Computer Science Student Perseveres to Earn Degree
By Eric Breier
Thu Viet Snyder didn’t have an easy path to earning her degree in computer science
Coming from Vietnam, she had to navigate a different culture and a new language. She had a passion for computers, but little background in computer science. And, perhaps the biggest challenge of all, she was pursuing her dream with little support from family or friends back home. In fact, her parents actively lobbied against her desire to study computer science.
“They just kept telling me I should study something more useful for coming back to Vietnam,” Snyder said.
But Snyder was undeterred, and this month she achieved her longtime goal by graduating from Cal State San Marcos with a bachelor’s in computer science and information systems.
“Thu exemplifies successes of undergraduate research in our college,” said computer science professor Rika Yoshii, one of Snyder’s mentors. “Thu is of good character, diligent, hardworking and keen on learning.”
Those traits helped Snyder persist along a difficult path to obtaining her degree.
Snyder’s parents agreed to send her to the United States to study business with the expectation that she would return to Vietnam and likely work for the agricultural department in their home district. Snyder began her studies in New Hampshire, but was miserable studying a subject in which she had no interest.
Struggling with depression, she was encouraged by an adviser to examine other majors. As Snyder considered going against her parents’ wishes and pursuing her love of computer science, she heard from a friend from Vietnam who was in Southern California as part of a cultural exchange program. The friend suggested that Snyder relocate to Southern California, even offering to help her find a school to study computer science.
Snyder spent two years at Grossmont College and transferred to CSUSM on the recommendation of another friend who told her that the university’s supportive environment would make it the perfect place to continue her education.
Snyder said CSUSM’s Office of Global Education helped her continue to improve her English while also providing a community of peers who helped one another deal with common challenges. When Snyder was struggling to grasp the different tenses in English, she met a Japanese student who lent a hand. In turn, she was able to help him with pronunciation issues.
“By talking to students and learning more about different cultures with the help of the global office, I learned my problem is actually really small and can be improved over time,” Snyder said. “So I feel much better since I joined CSUSM.”
Snyder also found her place in the classroom thanks to mentors like Yoshii and fellow computer science professor Nahid Majd. While Snyder’s parents and friends from Vietnam told her that computer science isn’t for women, Yoshii and Majd showed her that it’s a field for anyone. Majd even encouraged her to apply for CSUSM’s Summer Scholars program, a 10-week experience that actively engages undergraduates in STEM research.
“That was the most amazing summer that I've ever had,” Snyder said. “I got to know so many people in the program and I got to learn a lot about the industry.”
Summer Scholars culminates each year in a poster showcase, allowing students to share the methods, results and interpretation of the work they completed. Snyder had heard about Yoshii from other students, but never had luck enrolling in any of her classes. But when Snyder saw Yoshii at the showcase, she introduced herself and told Yoshii about her interest in how people learn languages, a discussion that continued in the ensuing weeks.
“We spent hours discussing how cultures and languages are closely related,” Yoshii said. “I found her keen analysis of languages to be in-depth and intriguing.”
The discussions led Snyder to enroll in an independent research class with Yoshii as her supervisor. Snyder designed and developed a web-based tutoring system for teaching tenses to students trying to learn English.
“Dr. Yoshii and Dr. Majd were constantly helping me and reminding me how important it is to keep going, to believe in my passion and believe that you can do it,” Snyder said. “They showed me as a female that there's no limit in the computer science field.
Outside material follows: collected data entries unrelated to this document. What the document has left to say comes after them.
PR #772, opened 2023-07-20
Avoid build congestion by waiting for a free executor to spawn downstream builds

krame505:
# Changes
This should (hopefully) fix the issue with multiple Silver builds started close to the same time causing all executor slots to get filled with builds waiting for other downstream builds to complete.

# Documentation
Added comments in Jenkinsfile and jenkins-lib.

### DIFF
--- a/Jenkinsfile
+++ b/Jenkinsfile
@@ -101,6 +101,8 @@ melt.trynode('silver') {
     sh "./self-compile --clean --mwda --dont-translate"
   }
 
+  waitUntil { melt.isExecutorAvailable() }
+
   stage("Test") {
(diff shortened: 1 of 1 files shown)


remexre (approved):
is there still a race here, where multiple builds try to claim the same executor? Still, if this empirically fixes it for now, fine

krame505:
Yeah there still might technically be a race here, but `waitUntil` backs off to poll every 15 seconds, so the chances of multiple builds starting their downstream phase at once are small.  And in the worst case we fall back to the previous behavior, of just having downstream tasks from multiple builds in the queue.

PR #769, opened 2023-07-18
Implement data nonterminals

krame505:
# Changes
Fixes #556.

Depends on #768. 

# Documentation
TBD

PR #773, opened 2023-07-24
Use data nonterminals in the Silver compiler

krame505:
# Changes
Depends on #769. 

Change a number of data structures in the standard library and various portions of the compiler to be data nonterminals.

# Documentation
Updated comments.


grammars/silver/compiler/definition/type/Unification.sv
```diff
@@ -109,7 +109,7 @@ top::Type ::= fn::String ks::[Kind] data::Boolean tracked::Boolean
   top.unify = 
     case top.unifyWith of
     | nonterminalType(ofn, oks, odata, otracked) ->
-        if fn == ofn && data == odata && tracked == otracked  -- Mismatched data/tractness can happen when comparing interface files
+        if fn == ofn --&& data == odata && tracked == otracked  -- Mismatched data/tractness can happen when comparing interface files
```
ericvanwyk, line 112: Change this back?

ericvanwyk (approved):
Very nice

grammars/silver/compiler/definition/type/Unification.sv
krame505: Will do in a future PR, see #804

Issue #556, opened 2021-09-27
Datatypes


remexre:
Datatypes, which are not nonterminals (like lists kinda sorta are).

- No forwarding
- No attributes (maybe reuse attribute syntax for UFCS?)
- No decoration
- Maybe Haskell-like syntax?

krame505:
What does UFCS mean?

That's what I want to tell any other female students in the computer science major. It's a major for everybody as long as you have passion for it.”
Snyder is staying in the United States after graduation – she got married in 2018 – and is considering enrolling in a master’s program after gaining some work experience. Although her parents still have trouble understanding her decision to study computer science, the relationship has slowly improved after the difficulties Snyder endured when they first learned of her decision.
“A lot of people will tell you to do this or do that,” she said. “But you should never give up your dream. It’s tough, but it's worth it.”